- _WORK ORDER_
Pull out every line below holding the word "TransactionKeyResponse".

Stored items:
- - -
PR #487, opened 2024-02-20
chore: create client friendly response for BtcCheckpointInfo query

RafilxTenfen:
- At `QueryBtcCheckpointInfo` return `BTCCheckpointInfoResponse` instead of `BTCCheckpointInfo`

### DIFF
--- a/proto/babylon/btccheckpoint/v1/query.proto
+++ b/proto/babylon/btccheckpoint/v1/query.proto
@@ -2,6 +2,7 @@ syntax = "proto3";
 package babylon.btccheckpoint.v1;
 
 import "gogoproto/gogo.proto";
+import "cosmos_proto/cosmos.proto";
 import "google/api/annotations.proto";
 import "cosmos/base/query/v1beta1/pagination.proto";
 import "babylon/btccheckpoint/v1/params.proto";
@@ -55,7 +56,7 @@ message QueryBtcCheckpointInfoRequest {
 
 // QueryBtcCheckpointInfoResponse is response type for the
 // Query/BtcCheckpointInfo RPC method
-message QueryBtcCheckpointInfoResponse { BTCCheckpointInfo info = 1; }
+message QueryBtcCheckpointInfoResponse { BTCCheckpointInfoResponse info = 1; }
 
 // QueryBtcCheckpointsInfoRequest is request type for the
 // Query/BtcCheckpointsInfo RPC method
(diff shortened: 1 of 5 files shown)


x/btccheckpoint/types/query.go
```diff
@@ -0,0 +1,52 @@
...
+		Transaction: hex.EncodeToString(ti.Transaction),
+		Proof:       hex.EncodeToString(ti.Proof),
+	}
+}
+
+// ToResponse parses a TransactionKeyResponse into a query response tx key struct.
+func (tk *TransactionKey) ToResponse() *TransactionKeyResponse {
+	return &TransactionKeyResponse{
+		Index: tk.Index,
+		Hash:  hex.EncodeToString(*tk.Hash),
```
KonradStaniec, line 22: So all btc hash responses need to be marshalled to hex in special bitcoin way (for some reason marshall hashes to hex in reverse order), here you can use `tk.Hash.MarshallHex()`. Another option would be to leave hash as custom hash type.

x/btccheckpoint/types/query.go
```diff
@@ -0,0 +1,52 @@
...
+	}
+	bestSubVigAddrs := make([]*CheckpointAddressesResponse, len(b.BestSubmissionVigilanteAddressList))
+	for i, addrs := range b.BestSubmissionVigilanteAddressList {
+		bestSubVigAddrs[i] = addrs.ToResponse()
+	}
+
+	return &BTCCheckpointInfoResponse{
+		EpochNumber:                        b.EpochNumber,
+		BestSubmissionBtcBlockHeight:       b.BestSubmissionBtcBlockHeight,
+		BestSubmissionBtcBlockHash:         hex.EncodeToString(*b.BestSubmissionBtcBlockHash),
```
KonradStaniec, line 48: bitcooin hex encoding - `b.BestSubmissionBtcBlockHash.MarshallHex()`

proto/babylon/btccheckpoint/v1/query.proto
```diff
@@ -89,3 +90,58 @@ message QueryEpochSubmissionsResponse {
...
+// - the full tx content
+// - the Merkle proof that this tx is on the above position
+message TransactionInfoResponse {
+  // key is the position (txIdx, blockHash) of this tx on BTC blockchain
+  // Although it is already a part of SubmissionKey, we store it here again
+  // to make TransactionInfo self-contained.
+  // For example, storing the key allows TransactionInfo to not relay on
+  // the fact that TransactionInfo will be ordered in the same order as
+  // TransactionKeys in SubmissionKey.
+  TransactionKeyResponse key = 1;
```
KonradStaniec, line 122: I think for external consumption is more natural to have:
```
message TransactionInfoResponse {
  // Index Bitcoin Transaction index in block.
  uint32 index = 1;
  // Hash BTC Header hash as hex.
  string hash = 2;
  // transaction is the full transaction data as str hex.
  string transaction = 3;
  // proof is the Merkle proof that this tx is included in the position in `key`
  string proof = 4;
}
```

Then you have all data describing transaction in one message.

KonradStaniec (approved):
lgtm! 

I have created new label `API BREAKING` so have easy way to finds pr-s which will break api. Lets use it subsequent pr-s.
- - -
- _SOLUTION TO THE EXERCISE_
+// ToResponse parses a TransactionKeyResponse into a query response tx key struct.
+func (tk *TransactionKey) ToResponse() *TransactionKeyResponse {
+	return &TransactionKeyResponse{
+  TransactionKeyResponse key = 1;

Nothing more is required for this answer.